LLVM is great infrastructure, but the perceived value is dominated by the fact that one can compile existing c++ code to high quality X86 assembly. Secondarily there is some perceived value in everything else. (portability, extensibility, new backends, new frontends, etc.) MLIR (I believe) has a bit of a value perception problem today. It’s great infrastructure, but what does it actually DO? Well, actually not much from an end-to-end perspective. In short, I think there needs to be some high-value usage of MLIR to justify it as good infrastructure and drive development. Today, the usage that is driving most development is Tensorflow, and is successful because there is so much human and organizational overlap at Google. The jury is still out somewhat to see if other users can replicate that and build things using MLIR that could not be easily built any other way (a key indicator of ‘good infrastructure’ IMO).

Secondly, I think there is a significant disadvantage in every user being completely out of tree. This means that there is less visibility of the critical problems to people working on the infrastructure. It also makes the barrier to entry bigger. Today, taking MLIR and understanding what tensorflow does with it to build a good implementation and replicating that on another architecture is a significant barrier to entry. In contrast I think there is a perception that some other ML frameworks are easier to use because they are self contained and it’s easier to retarget them to another target architecture because all of the code is (apparently) right there (**).

I think that MLIR (as infrastructure) would benefit from more rich ‘subprojects’ which apply the framework to actually DO various things in a useful way. I think that embracing these frameworks as parallel projects in-tree, similar to the way that Clang exists relative to LLVM would lower the barrier to entry and make everything more accessible, either under the larger ‘llvm-project’ umbrella, or within the smaller ‘mlir’ umbrella. A few such projects will help MLIR to become great infrastructure and enable more out-of-tree users to adopt and be successful.

(*) Nobody without an infrastructure problem
(**) Whether it is really easier in the short term or the long term is another question.


Is the discussion here really of the form “what should be an MLIR subproject vs an LLVM subproject”?

If someone built a numpy implementation using MLIR and contributed it as a new LLVM subproject, is that different?

I suspect that is actually the question.

fwiw - @_sean_silva and I are taking the approach of building a minimal numpy-based tracer/program-extractor and corresponding dialects/lowerings (i.e. a numpy compiler, albeit focused on being a simple, reference implementation).

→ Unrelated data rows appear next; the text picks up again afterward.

PR #68, opened 2018-02-27
Rename multiple network devices

jmazanek:
This pull request addresses the problem of the network not coming up after the in-place upgrade of a RHEL 6 machine **with multiple network devices** to RHEL 7.

The module _RHEL6_7/system/initscripts/ifcfg/_ (_xccdf_preupg_rule_system_initscripts_ifcfg_check_) has been updated so that when multiple ethX network devices are present, it generates alternative ifcfg files and udev rules to rename the network devices.

Renaming the network interfaces is automated by a preupgrade script generated by the Preupgrade Assistant module (`/root/preupgrade/preupgrade-scripts/rename_network.sh`) - this script is executed automatically by the redhat-upgrade-tool during the upgrade process, before the user is instructed by the tool to reboot. The user is still expected to review the report and the generated files.

Notes:
- the interfaces are renamed from "eth[0-9]+" to "net[0-9]+", if there are no pre-existing interfaces with "net"  prefix 
- pre-existing interfaces with "net" prefix are taken into account and conflicts are prevented by raising index number of the newly renamed interfaces
- network can be normally restarted with ifup/ifdown scripts after the upgrade
- renaming works correctly with bonded ethX interfaces - the information about which bond device the ethX network interface participates in is configured in the ifcfg-ethX and it is transferred without change to the ifcfg-netX
- occurence of MACADDR directive in ifcfg-ethX would break the network upgrade process, so it inhibits the upgrade

### DIFF
--- a/RHEL6_7/system/initscripts/ifcfg/check
+++ b/RHEL6_7/system/initscripts/ifcfg/check
@@ -35,7 +35,7 @@ else:
 def ifcfg_error():
     """https://bugzilla.redhat.com/show_bug.cgi?id=1111174
 1) kernel names (eth0, eth1, ...)
-a) DEVICE + HWADDR specified in ifcfg files = not safe, udev in rhel7 is not able to swap names (onlky exception here are machines with only one network interface, they should be fine) <- this is only thing which is covered by content which I wrote
+a) DEVICE + HWADDR specified in ifcfg files = not safe, udev in rhel7 is not able to swap names (only exception here are machines with only one network interface, they should be fine)
 b) only DEVICE specified in ifcfg files = not safe, udev will probably name the interface differently in rhel7
 c) only HWADRR specified in ifcfg files = uh, device will be set up correctly according to ifcfg file but name could be different
 2) biosdevname names (em1, p3p4, p3p4_1, ...)
@@ -43,8 +43,7 @@ On dell machines you should be fine in all cases, for others biosdevname was not
 3) custom names (my_little_network_card, ...)
 both HWADDR and DEVICE are specified in this case or you have written your own udev rules.
 This is safe in the case that you use truly unique names, they should not match any other naming methods (kernel, biosdevname or udev in rhel7).
-1a is covered ()
-We should refuse to update also in the 1b case.
+1a and 1b are covered ()
 If you are using 1c case you are used to some level of pain, so it would be enough just to write a warning.
 2 is fine.
 I case 3, to be completely correct you could check that user is not using rhel7 udev naming scheme [1] in rhel6, but I would bet that nobody uses that.
@@ -102,8 +101,18 @@ I case 3, to be completely correct you could check that user is not using rhel7 
                 return True
         return False
 
+    def fix_ifnames():
+        script_result = subprocess.Popen("./preupg_network.sh", shell=True)
+        script_result.communicate()
+        exit_code = script_result.returncode
+        if exit_code == 1:
+            log_extreme_risk("The network interface names on the source system are in an inconsistent state, so the upgrade is not possible")
+        elif exit_code == 2:
+            log_extreme_risk("Comment out the MACADDR directive in the ifcfg files and run the Preupgrade Assistant again to enable the upgrade.")
 
     ethx_with_addr_count = 0
+    ethx_without_addr_count = 0
+    ifnames_to_fix = 0
     warning = False
     for script in ls_scripts():
         full_path = ifcfg_path + script
@@ -124,18 +133,23 @@ I case 3, to be completely correct you could check that user is not using rhel7 
                 if addr:
                     ethx_with_addr_count +=1
                 else:
+                    ethx_without_addr_count +=1
                     log_slight_risk(full_path + " is old style ethX name without HWADDR, its name can change after the upgrade.")
                     warning = True
             elif is_udev(name):
                 log_slight_risk(full_path + " variable DEVICE is similar to udev predictable network naming scheme. It might cause conflicts.")
                 warning = True
 
-        if ethx_with_addr_count > 1:
-            log_medium_risk("You use multiple network devices with old style 'ethX' names.")
+        if ethx_with_addr_count > 1 or ethx_without_addr_count > 1:
+            ifnames_to_fix +=1
             warning = True
-        if ethx_with_addr_count == 1:
-            log_slight_risk("You use one network device with an old style 'ethX' name. This will work as long as you only have one, but it will break with multiple such devices.")
+        elif ethx_with_addr_count == 1:
+            log_slight_risk("You use one network device with an old style 'ethX' name.")
             warning = True
+
+    if ifnames_to_fix > 0:
+        fix_ifnames()
+        log_high_risk("You use multiple network devices with old style 'ethX' names.")
     return warning
 
 if __name__ == "__main__":
--- a/RHEL6_7/system/initscripts/ifcfg/check
+++ b/RHEL6_7/system/initscripts/ifcfg/check
@@ -7,25 +7,25 @@ import re
 
 devel_time = False
 if devel_time:
-	def log_debug(x):
-		print x
+    def log_debug(x):
+        print x
 
-	def log_warning(x):
-		print x
+    def log_warning(x):
+        print x
 
-	def log_error(x):
-		print x
+    def log_error(x):
+        print x
 
-	def exit_pass():
-		sys.exit(0)
-	
-	def exit_fail():
-		sys.exit(1)
+    def exit_pass():
+        sys.exit(0)
 
-	def exit_error():
-		sys.exit(-1)
+    def exit_fail():
+        sys.exit(1)
+
+    def exit_error():
+        sys.exit(-1)
 else:
-	from preupg.script_api import *
+    from preupg.script_api import *
 
 #END GENERATED SECTION
 # exit functions are exit_{pass,not_applicable, fixed, fail, etc.}
@@ -33,8 +33,8 @@ else:
 # for logging in-place risk use functions log_{extreme, high, medium, slight}_risk
 
 def ifcfg_error():
-	"""https://bugzilla.redhat.com/show_bug.cgi?id=1111174
-1) kernel names (eth0, eth1, ...) 
+    """https://bugzilla.redhat.com/show_bug.cgi?id=1111174
+1) kernel names (eth0, eth1, ...)
 a) DEVICE + HWADDR specified in ifcfg files = not safe, udev in rhel7 is not able to swap names (onlky exception here are machines with only one network interface, they should be fine) <- this is only thing which is covered by content which I wrote
 b) only DEVICE specified in ifcfg files = not safe, udev will probably name the interface differently in rhel7
 c) only HWADRR specified in ifcfg files = uh, device will be set up correctly according to ifcfg file but name could be different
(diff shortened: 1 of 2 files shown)


RHEL6_7/system/initscripts/ifcfg/check
```diff
@@ -51,99 +51,115 @@ I case 3, to be completely correct you could check that user is not using rhel7
...
+    def is_udev(name):
+        if name[0:2] in ("en", "sl", "wl", "ww"):
+            if name[2] in ("b", "c", "o", "s", "x", "P", "p"):
+                return True
+        return False
+
+    def fix_ifnames():
+        script_result = subprocess.Popen("./preupg_network.sh", shell=True)
+        script_result.communicate()
+        exit_code = script_result.wait()
```
bocekm: use just `script_result.returncode` instead of `script_result.wait()`. The `wait()` is already being called internally by `communicate()`.

RHEL6_7/system/initscripts/ifcfg/check
```diff
@@ -51,99 +51,115 @@ I case 3, to be completely correct you could check that user is not using rhel7
...
+        if exit_code == 1:
+            log_extreme_risk("The network interface names on the source system are in inconsistent state. Upgrade is not possible")
+        elif exit_code == 2:
+            log_extreme_risk("MACADDR directive found in the ifcfg files. Comment it out and rerun preupgrade-assistant Upgrade is not possible")
+        return True
```
bocekm: You can use just `return` or not call return at all. Having `return True` may be misleading to some because it indicates you return some specific value even though:
1) nobody consumes it
2) there is no other return, that would return something else, for example False

RHEL6_7/system/initscripts/ifcfg/preupg_network.sh
```diff
@@ -0,0 +1,54 @@
...
+        fi
+    fi
+
+    echo -e "SUBSYSTEM==\"net\", ACTION==\"add\", DRIVERS==\"?*\", $mac_rule, $dev_type_rule, KERNEL==\"${orig_name_base}*\", NAME=\"$new_full_name\"\n" >> udev_temp
+
+done
+
+mv udev_temp "$temp_conf_dir"
+
+echo "To workaround the problem with interfaces renaming, you can replace ifcfg-eth* files in $conf_dir with ifcfg-net* files from $temp_conf_dir \
```
bocekm: The solution states:
> It is highly recommended to rename such interfaces or remove the DEVICE line from the ifcfg configuration files.

I would word the suggestion here in a bit different way, because the sentence above does not sound like a problem to be workarounded. What about:
"We have generated ifcfg files and udev rules that will help you to rename the ethX network interfaces to netX. Perform the following steps to use netX as a new name for the ethX interfaces:"

bocekm (dismissed):

AloisMahdal:
Sorry for taking so long to respond, @jmazanek.  I have few questions:

 1. How are the `ifcfg-preupg-*` files named?  Is it one file per device, or other way?
 2. Is this really only devices named `eth?`
 3. What if there is only one device? (named `eth?`)

Also, I believe that the convention is that files in dirtyconf/cleanconf should already follow path they will be delivered to. I.e. a file that should become `/etc/sysconfig/network-scripts/ifcfg-foo` should be `...dirtyconf/etc/sysconfig/network-scripts/ifcfg-foo`.  (This allows comparing the files using tools like meld or kdiff3.)  So my suggestion would be to change the paths.

bocekm:
> What if there is only one device? (named eth?)

This use case has been covered even before this fix - when there's one eth device, there's no problem so no action needed. See https://github.com/upgrades-migrations/preupgrade-assistant-modules/blob/99147cfa52918135cb80c350d6967f554b7ed45d/RHEL6_7/system/initscripts/ifcfg/check#L137

---
I would agree with changing the dirtyconf directory, however Jakub is going to update the module to produce preupgrade script that will be executed by the redhat-upgrade-tool before rebooting into the initramdisk.

AloisMahdal:
Well, I don't care what is in the code; real serious QE :100: never does :stuck_out_tongue_winking_eye:.  I'm asking for consensus as to what *should* happen.

> [...] when there's one eth device, there's no problem so no action needed [...]

So now I have seen the code I can't unsee it, and it actually contradicts what you said: no action **or** `log_slight_risk` (with a dubious text)?

> [...] however Jakub is going to update the module [...]

I know that there are further changes planned in future, but that does not prevent us from following our conventions.  Or do you mean that he wants to do in this PR?  If so, I'll have to wait with the ack; I can't ack something without knowing what is intended final behavior.

Anyway, still waiting for my Q1-3.

jmazanek:
Thanks @AloisMahdal for looking at it. When you asked your questions, the module was still in incomplete state. So I will explain the behaviour of the updated version.

This fix is an update of the already existing module. Previously the module had been just informative, analysing the network interface naming on the source system and warning the user about the risk of inconsistent network naming state on the upgraded system. This can cause an inaccessible network after upgrade. This issue appears when there are multiple network interfaces present on the system, that use kernel names with "eth" prefix. This fix creates the pre-upgrade script that is executed by redhat-upgrade-tool before an actual upgrade. The following are the cases that module handles:

1. Any of the ifcfg-* files in /etc/sysconfig/network-scripts contains MACADDR directive.

       Result: Fail & inhibits an upgrade and prints a message informing the user.
 
2. Any of the interfaces has rename prefix. (Corner case, hardly reproducible)

       Result: Fail & inhibits an upgrade  and prints a message informing the user.

If none of the above is true, then:

3.  Multiple network interfaces with eth prefix exist on the system.

     a) No network interfaces with net prefix exist on the system.

         Result: Needs_action. Interfaces are renamed with net prefix, while persistently keeping the index    
         number and mac address

     b) There are network interfaces with net prefix on the system 

          Result: Needs_action . Interfaces are renamed with net prefix, keeping persistently a mac address.
          Index number is increased to first available number to prevent conflicts.

4. Only one interface with eth prefix and all other options 
    Result: pass or needs_inspection. This is defined in the original script. It is outside of the scope of this fix
    and does not need to be tested.


How to test

1. Setup multiple network interfaces with eth prefix. ( set some of them as a slave interfaces to bond, 
    configure some to use static IP and some to use dynamic IP)

2.  Run preupgrade assistant and examine result

3. Upgrade the system using redhat-upgrade-tool

Interface names should be persistently set to net prefix and network should be accessible after upgrade.

jmazanek:
One more note. Regarding the name of the directory with fixed configs.  The directory contains not only fixed ifcfg-* files but also file with udev rules. They belong to the different directories on the system, so I have chosen a unique name.  I can change it, if it is a big problem.

RHEL6_7/system/initscripts/ifcfg/check
```diff
@@ -51,99 +51,114 @@ I case 3, to be completely correct you could check that user is not using rhel7
...
+        return False
+
+    def fix_ifnames():
+        script_result = subprocess.Popen("./preupg_network.sh", shell=True)
+        script_result.communicate()
+        exit_code = script_result.returncode
+        if exit_code == 1:
+            log_extreme_risk("The network interface names on the source system are in inconsistent state. Upgrade is not possible")
+        elif exit_code == 2:
+            log_extreme_risk("MACADDR directive found in the ifcfg files. Comment it out and rerun preupgrade-assistant Upgrade is not possible")
```
bocekm: "Comment it out and rerun preupgrade-assistant Upgrade is not possible"
->
"Comment it out and rerun the Preupgrade Assistant. Without that upgrade is not possible."

RHEL6_7/system/initscripts/ifcfg/check
```diff
@@ -51,99 +51,114 @@ I case 3, to be completely correct you could check that user is not using rhel7
...
+                    ethx_with_addr_count +=1
+                else:
+                    ethx_without_addr_count +=1
+                    log_slight_risk(full_path + " is old style ethX name without HWADDR, its name can change after the upgrade.")
+                    warning = True
+            elif is_udev(name):
+                log_slight_risk(full_path + " variable DEVICE is similar to udev predictable network naming scheme. It might cause conflicts.")
+                warning = True
+
+        if 1 in (ethx_with_addr_count, ethx_without_addr_count) > 1:
```
bocekm: What do you want this condition to do? I think there's a 99% chance this construct does not do what you want. Or at least it is very confusing.

I checked the precedence of operators in Python and the `in` is on the same level of precedence as the `>` operator. Then it behavies similar to this example:  x < y <= z is equivalent to x < y and y <= z.

Thus:
`1 in (ethx_with_addr_count, ethx_without_addr_count)` returns `True` (which in Python is the same as `1`) if either of the two variables holds `1`, and then you logically AND this result with `(ethx_with_addr_count, ethx_without_addr_count) > 1` comparison which I'm not sure how it should behave. IMO, this is not easily readable and thus clean code.

bocekm (changes requested):

RHEL6_7/system/initscripts/ifcfg/check
bocekm: It seems you just want to know if either x or y has value bigger than 1, so I would write:
`if ethx_with_addr_count > 1 or ethx_without_addr_count > 1:`

RHEL6_7/system/initscripts/ifcfg/check
```diff
@@ -7,33 +7,33 @@ import re
...
 #END GENERATED SECTION
 # exit functions are exit_{pass,not_applicable, fixed, fail, etc.}
 # logging functions are log_{error, warning, info, etc.}
 # for logging in-place risk use functions log_{extreme, high, medium, slight}_risk
 
 def ifcfg_error():
-	"""https://bugzilla.redhat.com/show_bug.cgi?id=1111174
+    """https://bugzilla.redhat.com/show_bug.cgi?id=1111174
 1) kernel names (eth0, eth1, ...) 
 a) DEVICE + HWADDR specified in ifcfg files = not safe, udev in rhel7 is not able to swap names (onlky exception here are machines with only one network interface, they should be fine) <- this is only thing which is covered by content which I wrote
```
bocekm: Update these 1) a) b) c) points and references to them a few lines below/

bocekm (dismissed):

RHEL6_7/system/initscripts/ifcfg/preupg_network.sh
```diff
@@ -0,0 +1,65 @@
...
+        fi
+    fi
+
+    echo -e "SUBSYSTEM==\"net\", ACTION==\"add\", DRIVERS==\"?*\", $mac_rule, $dev_type_rule, KERNEL==\"${orig_name_base}*\", NAME=\"$new_full_name\"\n" >> udev_temp
+
+done
+
+
+mv udev_temp "$temp_conf_dir"
+echo "cp -p $temp_conf_dir/udev_temp /etc/udev/rules.d/70-persistent-net.rules" >> "$preupg_script"
```
bocekm, line 85: The cp will overwrite the content of /etc/udev/rules.d/70-persistent-net.rules by the content of udev_temp. Is it expected? Shouldn't it append instead?

jmazanek: No, this is an intended behaviour

RHEL6_7/system/initscripts/ifcfg/check
jmazanek: Thanks for the review on this. I have corrected the statement in a new build

RHEL6_7/system/initscripts/ifcfg/check
jmazanek: Fixed

tcerna:
Hi, I did first check of result.html file and found two problems:
- message "preupg.risk.HIGH: You use multiple network devices with old style 'ethX' names." is written several times according to number of eth interfaces. there should be only one risk about it, others are useless.
- typo in remediation description:
  - old: The interfaces with "eth" prefix will be renamed to use "**eth**" prefix by...
  - new: The interfaces with "eth" prefix will be renamed to use "**net**" prefix by...

jmazanek:
@tcerna  thanks for spotting it. This is now fixed with a new build

bocekm (dismissed):

pirat89:
Original commit has been split into two commits:
- refactoring commit (contains changes only about whitespaces)
- solution itself

Against previous solution, I removed trailing whitespaces in the refactoring commit. Everything else is same. (added back the pre-upgrade script :-) Thanks @bocekm for catch :-) )

bocekm (approved):
Re-stamping after the split of one commit to two for clarity.

RHEL6_7/system/initscripts/ifcfg/preupg_network.sh
```diff
@@ -0,0 +1,75 @@
+#!/bin/bash
+
+orig_name_base="eth"
+new_name_base="net"
+conf_dir='/etc/sysconfig/network-scripts'
+temp_conf_dir='/root/preupgrade/dirtyconf/etc/sysconfig/network-configuration_fixed/'
+preupg_script='/root/preupgrade/preupgrade-scripts/rename_network.sh'
```
pirat89, line 8: @jmazanek: you would be able to use here probably API variables. it would be better use them when it works. Still you can export them if these are not set. But it is not blocker for this PR now.

RHEL6_7/system/initscripts/ifcfg/preupg_network.sh
```diff
@@ -0,0 +1,75 @@
...
+udev_command='/sbin/udevadm info -a  -p'
+dev_path='/sys/class/net'
+index=0
+
+declare -a netX_indices=$(ip a | awk -F': ' '/^[[:digit:]]: net[[:digit:]]+/ {print $2  }' | sed -e "s/net//g" )
```
bocekm: Can it happen that the `ip a` would return the network devices in non-alphabetical order, e.g. net1 first, net0 second. If yes, then it would break looking for the non-collision index in the three nested loops below. Sorting it would fix that.

RHEL6_7/system/initscripts/ifcfg/preupg_network.sh
```diff
@@ -0,0 +1,75 @@
...
+    dev_type_rule=$($udev_command "${dev_path}/${orig_full_name}" | egrep "ATTR\{type\}")
+    index=$(echo $orig_full_name |sed -e "s/^$orig_name_base//g")
+
+    for net_index in ${netX_indices[@]}
+    do
+        while [ $index -eq $net_index ]
+        do
+            index=$(expr $index + 1)
+        done
+        netX_indices=(${netX_indices[@]} $index )
```
bocekm: This loop within a loop within a loop is so hard to grasp for me. Maybe it's just me, but I needed like an hour to decipher the inner workings of these nested loops.
a) When looking for what `netX_indices=(${netX_indices[@]} $index )` is doing, I found out it's the same as `netX_indices+=($index)`, which seems more readable to me.
b) Note to whoever wondering whether it's going to affect the for loop, if you add something to `netX_indices` within the loop. The answer is no.
c) The b) leads me to this: I don't understand why you add the `index` to the `netX_indices` array within the for loop. I would move it after the for loop.
d) No matter the c), this algorithm wouldn't work for example in case there's eth0, eth1, net0, net2 original setup. The eth0 will get renamed to net1 and eth1 will get renamed to net2, which is however already taken.

bocekm (dismissed):
Changing of the "net" index in case of a conflict means that eth0 may not translate to net0 which is what the user would expect from the description. There's currently no way for the user to find out that our module is going to rename eth0 to for example net3. I see two options:
1) Instead of trying to resolve the conflict, end the script with extreme risk, implement the configurable prefix in the `/etc/preupgrade-assistant.conf` and tell users in the report to use some prefix that has no conflict with their existing network device names.
2) Tell users in the report that the automated script will rename their ethX to netY, no matter if X=Y or X!=Y. For each of their ethX device. 

Rant only: I'd prefer functions with no more 10 lines instead of one do-it-all spaghetti code in the `preupg_network.sh`. But keep it as is now.

RHEL6_7/system/initscripts/ifcfg/preupg_network.sh
jmazanek: yes, theoretically it could happen ( even if it is counter-intuitive to name it like that). I will sort it

RHEL6_7/system/initscripts/ifcfg/preupg_network.sh
jmazanek: a) Seems readable to me, but I don't mind changing it
c) You are right, it was meant to be after loop. It still worked but it was not necessary to run in the loop
b) It does though. You can easily test it in the standalone script like this ( with correction from the point c) )

     #!/bin/bash
     my_array=( 1 2 3)
     your_array=( 1  3)

     for m in ${my_array[@]}
     do
            for y in ${your_array[@]}
            do
                  echo "your_array before is : ${your_array[@]}"
                  while [ $m -eq $y ]
                  do
                          m=$(expr $m + 1 )
                  done
           done
           your_array=( ${your_array[@]} $m )
           echo "your_array after is : ${your_array[@]}"
    done

d) It does work. The `$index` is matched against each `$net_index` and as long as it matches it is increased by `1`

jmazanek:
@bocekm 
I disagree with your proposed solutions. If you think there is any confusion on the user side about the new interface names I will improve the message. But the naming conflict resolution works as expected ( I have elaborated it in the commit comments )and it is IMO useful feature.

jmazanek:
Created new build that just edit the user messages to better reflect current version of the the module ( automating renaming, handling pre-existing netX interfaces). Nothing else besides these messages has been touched.

tcerna:
Verified in preupgrade-assistant-el6toel7-0.7.2-0.201803281712Z.PR68.el6_8.noarch:
  * output in result.html file was checked
  * pre-upgrade scritp rename_network.sh was created and seems well
  * redhat-upgrade-tool works well without tracebacks and fails (thank to Kuba for fixing it)
  * machines boot to rhel-7.5
  * ethX interfaces were renamed to netX and all set interfaces are available (tested via ping, scp and ssh)
  * test that renaming works well (have net0, net1, eth0, eth1 interfaces and check that renaming will be eth0->net2 and eth1->net3)
  * mac addresses for each interface are corresponding to its adress before upgrade 
  * several posibilities were checked and work well

bocekm:
@jhornice, could you please review the user-facing texts of this module?

AloisMahdal:
`qa_ack`: Acking retrospectively; testing oracle and strategy has been discussed above.

RHEL6_7/system/initscripts/ifcfg/check
```diff
@@ -7,143 +7,157 @@ import re
...
+            if name[2] in ("b", "c", "o", "s", "x", "P", "p"):
+                return True
+        return False
+
+    def fix_ifnames():
+        script_result = subprocess.Popen("./preupg_network.sh", shell=True)
+        script_result.communicate()
+        exit_code = script_result.returncode
+        if exit_code == 1:
+            log_extreme_risk("The network interface names on the source system are in inconsistent state. Upgrade is not possible")
```
jhornice: "The network interface names on the source system are in an inconsistent state, so the upgrade is not possible"

RHEL6_7/system/initscripts/ifcfg/check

We’re building that in an LLVM fork as a top-level project and can discuss final placement/contribution of the pieces later.

The main thing I am reaching for is establishing a reference project for a use of MLIR for numerical calculations that a) can be constructed relatively cheaply, b) requires elaboration/use of a significant amount of the frontend/codegen infra, c) can be a simple reference implementation but has potential utility in its own right.

I ultimately think that LLVM needs something that hits these points in-tree for numerical programming specifically, but we can make that determination later when we have something. I really agree with a lot of the points that @stephenneuendorffer makes above, and I think this is a step to close the gap somewhat.